Hi, I have a dataset with a time column and I want to effectively use the pandas bfill() method to backfill null dates with the most recent non-null value after them. I don’t think I can easily use a sorted window function with the last() expression since you may have multiple nulls in between 2 values. Has anyone done this before? do you know how to do it?
Yes, this is achievable entirely in Pipeline Builder.
You noted that your dataset contains a “time” column. I’m going to assume that there is only one date per row in this “time” column (i.e., the time column does not contain arrays of dates).
Start by using a Window transform to generate a new column containing an array of all the non-null dates within whatever partitions your solution requires (you’d filter the rows to non-null dates and then use the Collect Distinct Array expression on the “time” column to generate this output, most likely). Now each row of your dataset will contain a single date in the “time” column and an array of non-null dates in the newly generated column.
Next, use the Filter Array Elements transform to keep only the non-null dates that are greater than the date from the “time” column. Do this by selecting the non-null date array in the “Array” field, choosing “Greater Than” as the “Expression to Filter”, choosing the green “element” button for the “Left” field, and choosing “time” (or whatever the name of your single date column is) as the “Right” field.
This will leave you with an unsorted array of all the non-null dates that come after the date from the “time” column. Use an ascending Array Sort transform to order these non-null dates, and then use the Array Element transform to take the first element from the array. This element will be the first non-null date that comes after the date from your “time” column. Let’s call this the “replacement_date.”

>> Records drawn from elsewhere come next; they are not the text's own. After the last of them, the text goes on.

PR #338, opened 2025-08-26
Documented some ground BG functions, filled in language addresses

AnonymousRandomPerson:
The ground BG symbols came from @DizzyEggg from the decomp.

### DIFF
--- a/headers/types/ground_mode/ground_mode.h
+++ b/headers/types/ground_mode/ground_mode.h
@@ -774,4 +774,198 @@ struct swap_shop_inventory_data {
 };
 ASSERT_SIZE(struct swap_shop_inventory_data, 18132);
 
+struct ground_bg_sub_struct_4 {
+    int16_t field_0x0;
+    int16_t field_0x2;
+    const void* unk4;
+    const void* unk8;
+};
+ASSERT_SIZE(struct ground_bg_sub_struct_4, 12);
+
+struct ground_bg_sub_struct_c4 {
+    uint8_t field_0x0;
+    uint8_t field_0x1;
+    int16_t field_0x2;
+    int16_t field_0x4;
+    uint16_t field_0x6;
+    struct iovec bpa_file;
+    const struct bpa_header* unk10;
+    const void* unk14;
+    const void* unk18;
+    const void* unk1c;
+    void* unk20;
+    void* field_0x24;
+    uint32_t field_0x28;
+};
+ASSERT_SIZE(struct ground_bg_sub_struct_c4, 44);
+
+struct ground_bg_sub_struct_194 {
+    uint8_t field_0x0;
+    uint8_t field_0x1;
+    uint8_t field_0x2;
+    uint8_t field_0x3;
+    uint8_t field_0x4;
+    uint8_t field_0x5;
+    uint8_t field_0x6;
+    uint8_t field_0x7;
+    int field_0x8;
+};
+ASSERT_SIZE(struct ground_bg_sub_struct_194, 12);
+
+struct ground_bg_sub_struct_1a0 {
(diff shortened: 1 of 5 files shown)


headers/types/ground_mode/ground_mode.h
```diff
@@ -774,4 +774,198 @@ struct swap_shop_inventory_data {
 };
 ASSERT_SIZE(struct swap_shop_inventory_data, 18132);
 
+struct ground_bg_sub_struct_4 {
+    int16_t field_0x0;
+    int16_t field_0x2;
+    const void* unk4;
```
UsernameFodder, line 780: How do we know this is const? Also, unknown pointers should be `undefined*` and use the Ghidra naming convention `field_0x4`

headers/types/ground_mode/ground_mode.h
```diff
@@ -774,4 +774,198 @@ struct swap_shop_inventory_data {
...
+ASSERT_SIZE(struct ground_bg_sub_struct_4, 12);
+
+struct ground_bg_sub_struct_c4 {
+    uint8_t field_0x0;
+    uint8_t field_0x1;
+    int16_t field_0x2;
+    int16_t field_0x4;
+    uint16_t field_0x6;
+    struct iovec bpa_file;
+    const struct bpa_header* unk10;
```
UsernameFodder, line 792: This isn't unknown if we have the type. It should have a better name

headers/types/ground_mode/ground_mode.h
```diff
@@ -774,4 +774,198 @@ struct swap_shop_inventory_data {
...
+    int16_t num_layers;
+    int16_t field_0x6;
+    int16_t field_0x8;
+    int16_t field_0xa;
+    int16_t field_0xc;
+    int16_t field_0xe[2];
+    int16_t field_0x12;
+    int16_t field_0x14;
+    int16_t field_0x16;
+    void (*unk18)(void*, const void*, void*, int);
```
UsernameFodder, line 917: This should have a better name

symbols/overlay11.yml
```diff
@@ -390,6 +390,34 @@ overlay11:
         
         r0: [output] The entry
         r1: background ID
+    - name: GroundBg_Init
```
UsernameFodder, line 393: There shouldn't be underscores in the name. That's allowed for known original function names, but not ones we just make up

symbols/overlay11.yml
```diff
@@ -414,6 +442,19 @@ overlay11:
...
         r3: additional_info
+    - name: BmaLayerNrlDecompressor
+      address:
+        EU: 0x22EEC14
+        NA: 0x22EE2D4
+        JP: 0x22EF908
+      description: |-
+        Decompresses the NRL-compressed data in a .bma file.
+        
+        r0: Array to hold the decompressed data
```
UsernameFodder, line 453:
```suggestion
        r0: [output] Array to hold the decompressed data
```

UsernameFodder (changes requested):

headers/types/ground_mode/ground_mode.h
AnonymousRandomPerson: Now that you mention it, `const` isn't really needed in `pmdsky-debug`, so I'll just remove it from my changes.

headers/types/ground_mode/ground_mode.h
AnonymousRandomPerson: It's not yet known what this function does, so I don't have a better name for it. Decomp makes it easier to figure out the function parameter arguments are without knowing conceptually what the function does, and this is one of those cases.

UsernameFodder (approved):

You didn’t mention this in your question, but you’ll probably want to use one more transform to coalesce (first non-null value) the original “time” column and your newly generated “replacement_date” column, so that if the original “time” column did contain a non-null value, you’re not overwriting it. Set “time” as the first value in the coalesce and “replacement_date” as the second value in the coalesce. The resulting output will be equal to “time” if “time” is not null, and “replacement_date” if “time” is null.
This should get you to the desired solution.